James Noble kjx at ecs.vuw.ac.nz
Thu Nov 12 13:57:41 PST 2015


Hi Andrew 

> Here is what I don’t like about your abstract and the outline of the paper so far.
> 
> What we can all agree on , I think, is that objects that have their own behaviour are the central idea in OO programming, and that this behaviour is “dynamically dispatched”, i.e., chosen by the object itself in response to some request or message from another object.  That’s really all there is to say, from the outside of the object.

sure.

>  We can make another distinction between differential programming methods that depend on objects vs. differential programming methods that depend on classes, that is, between Self-like trait objects and Smalltalk-like trait objects, or between delegation and subclassing.  

right… 


> Where I fundamentally disagree with your abstract is when you say “a language cannot ``have it all'', and that designers need to choose between several incompatible design goals”

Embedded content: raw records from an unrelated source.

PR #165, opened 2019-07-25
freedom-u540: Use fitImage

alistair23:
Let's swap to using a fitImage by default. At the same time let's update
the u-boot boot commands to handle all the image types and support
loading a uEnv.txt file.


alistair23:
Thanks @kraj

PR #167, opened 2019-08-06
u-boot: Add OSTree uEnx.txt.in file

alistair23:
Add the uEnx.txt.in file to meta-riscv to allow users to build OSTree
setups for the HiFive Unleashed. This is based on the original version
from Ricardo Salveti (@ricardosalveti).

### DIFF
--- a/recipes-bsp/u-boot/u-boot_2019.07.bbappend
+++ b/recipes-bsp/u-boot/u-boot_2019.07.bbappend
@@ -25,6 +25,8 @@ SRC_URI_append_freedom-u540 = " \
             file://tftp-mmc-boot.txt \
            "
 
+SRC_URI_append_freedom-u540_sota = " file://uEnv.txt"
+
 DEPENDS_append_freedom-u540 = " u-boot-tools-native"
 
 # Overwrite this for your server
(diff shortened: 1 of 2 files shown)


recipes-bsp/u-boot/u-boot_2019.07.bbappend
```diff
@@ -39,6 +40,11 @@ do_configure_prepend_freedom-u540() {
     fi
 }
 
+do_compile_append_freedom-u540_sota() {
```
kraj: this uses `sota` additional override, it that intentional ?

alistair23: Yes, this is aimed at OSTree which requires sota

pino-kim: @alistair23 
OSTree is like a remote img server?

alistair23: No, it's an immutable rootFS. Kind of like git for your file system. https://ostree.readthedocs.io/en/latest/

kraj: > Yes, this is aimed at OSTree which requires sota

ok then would it make sense to add the .in file to SRC_URI also under same override ?

alistair23: Good point!

recipes-bsp/u-boot/u-boot_2019.07.bbappend
```diff
@@ -39,6 +41,11 @@ do_configure_prepend_freedom-u540() {
...
+    sed -e 's/@@KERNEL_BOOTCMD@@/${KERNEL_BOOTCMD}/' \
+        "${WORKDIR}/uEnv.txt.in" > uEnv.txt
```
ricardosalveti: This was only done for the recipe to be compatible with multiple targets, and not really required here.

If you just rename uEnv.txt.in to uEnv.txt and install that file it should already be enough for what you need.

kraj: I like the idea of substitution and have a single file to generate output

alistair23:
I pushed an updated version

PR #172, opened 2019-08-15
riscv: Enable SECURITY_CFLAGS and GLIBC PIE for rv32/rv64

kraj:
GCC PIE works fine

### DIFF
--- a/conf/layer.conf
+++ b/conf/layer.conf
@@ -16,13 +16,3 @@ BBFILES_DYNAMIC += " \
 "
 
 LAYERSERIES_COMPAT_riscv-layer = "warrior"
-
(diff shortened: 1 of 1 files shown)


kraj:
@alistair23 here we go.

alistair23:
Cool, I've tested RV32 and don't see anything strange. I'll build the rest overnight and test tomorrow.

alistair23:
I don't see any breakages on anything else

kraj:
does it boot fine too ?

alistair23:
It does boot, but double checking the log I just noticed that u-boot doesn't detect a network on the HiFive Unleased. I'll see if I can figure out why

alistair23:
Ah, that's a u-boot issue.

All working :)

PR #175, opened 2019-08-28
Update glibc for the 5.2 headers

alistair23:
OE-Core has upgraded to the 5.2 kernel headers. This means that all RV32
software now requires a 64-bit time_t. Update the glibc fork to an
implementation that works in a 64-bit time_t. At the same time we can
revert the linux kernel patch.

This also requires fixed to Busybox to fix build failures.


alistair23:
This PR relies on the current OE-Core master-next branch (with the 5.2 kernel headers).

Can people please test this and let me know any issues that you see?

alistair23:
I'm marking this as ready to review. It shouldn't be merged into the 5.2 headers are merged into master.

alistair23:
This should be ready to merge now

PR #176, opened 2019-08-30
setup.sh: Do not delete build dir

kraj:
When building in a non CI env this all is not
needed as the user might accidentally end up losing all the build
artifacts that are not intendeed to. On CI systems its better to delete
it via extra step outside setup


pino-kim:
I remove that line when build meta-riscv. I need this commit.

Issue #1311, opened 2023-11-02
TestRegression794 possibly leaking an expensive DB instance in the test account


t0yv0:
### What happened?

Per https://github.com/pulumi/gcp-account-cleanup/issues/21 these are auto-cleaned up but the test is still creating instances:

```
[
  {
    "name": "test-regression-794-069fea6b",
    "createTime": "2023-11-01T21:19:51.992Z"
  },
  {
    "name": "test-regression-794-ac4ed450",
    "createTime": "2023-11-01T23:57:17.116Z"
  },
  {
    "name": "test-regression-794-e937e342",
    "createTime": "2023-11-01T23:56:58.468Z"
  },
  {
    "name": "test-regression-794-f925ef9b",
    "createTime": "2023-11-01T18:55:40.790Z"
  },
  {
    "name": "test-regression-794-a3e6c40b",
    "createTime": "2023-11-01T23:57:07.330Z"
  },
  {
    "name": "test-regression-794-a57a89e1",
    "createTime": "2023-11-01T23:56:35.194Z"
  },
  {
    "name": "test-regression-794-8ee4c45e",
    "createTime": "2023-11-01T23:57:11.678Z"
  }
]
```

Removing them immediately would further help cost control.

### Example

N/A

### Output of `pulumi about`

N/A

### Additional context

N/A

### Contributing

Vote on this issue by adding a 👍 reaction. 
To contribute a fix for this issue, leave a comment (and link to your pull request, if you've opened one already).

rquitales:
Looks like a couple issues here:

1. `DeletionProtection: pulumi.BoolPtr(false),` needs to be explicitly set when creating the DB Instance as the default is true (https://www.pulumi.com/registry/packages/gcp/api-docs/sql/databaseinstance/)
2. The cleanup function is destroying an empty stack, so the actual DB instance isn't being deleted - needs more investigation

PR #1312, opened 2023-11-02
Fix test cleanup for TestRegression794

rquitales:
This PR fixes the clean up steps for `TestRegression794` to prevent leaking an expensive Cloud SQL DB instance. The 2 changes required are:

1. `DeletionProtection` needs to explicitly be set to `false`
2. The stack backend used for deletion by default attempts to use Pulumi Cloud. This causes an empty stack to be used for running `pulumi destroy`, which will not destroy the DB instance. We need to also specify the `PULUMI_BACKEND_URL` to point to the local backend we've been using in prior steps

Fixes: #1311

### DIFF
--- a/examples/examples_go_test.go
+++ b/examples/examples_go_test.go
@@ -78,7 +78,10 @@ func TestRegression794(t *testing.T) {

that’s true in general: the question is whether it is true specifically here

> What I think is true is that each language makes some choice from these alternative starting points, and ends up at some inevitable finishing point — a finishing point that is different from that of the languages that started somewhere else.   It is perhaps surprising that there don’t seem to be any “crossover points” — places where we can switch from one path to another.  In other words, it is perhaps surprising that we can’t start from, say, objects, and end up with a language semantics that is identical to that of a language that starts from classes.   But that does indeed seem to be the way the “physics” of this world is constructed.


right. 

> When I read your abstract, it sounds to me as if you are claiming a result like FLP impossibility: that there is some universally desired combination of stuff (like FLP’s fault tolerance, availability and consensus in distributed systems) and that we have a “proof” that we can’t have them all.  We don’t have anything like that.  There is no consensus on how differential programming, object initialization, and multiple reuse should work.  Each starting point leads, by a set of internally-consistent design decisions, to a different ending point that remains consistent with its origins, but differs from that of its cousins.
> 
> The mistake that we have been making, and continue to make, in the design of these mechanisms for Grace is to remain obstinately stuck with the idea that we have to arrive at particular destination — the “comfy chair” that we have (each) inhabited throughout our previous 20+ years of teaching.  (They are all in different places, of course.)  What we should be doing instead is listening to the design as it unfolds, and following the road where it takes us.
> 
> If we can write a paper like that, I think that it would be fascinating reading!

well let’s see how we go.

again: I’m not sure we can cover all that in this ECOOP paper,
but I still like the idea of writing an essay for SPLAMSTERDAM that covers that in more detail.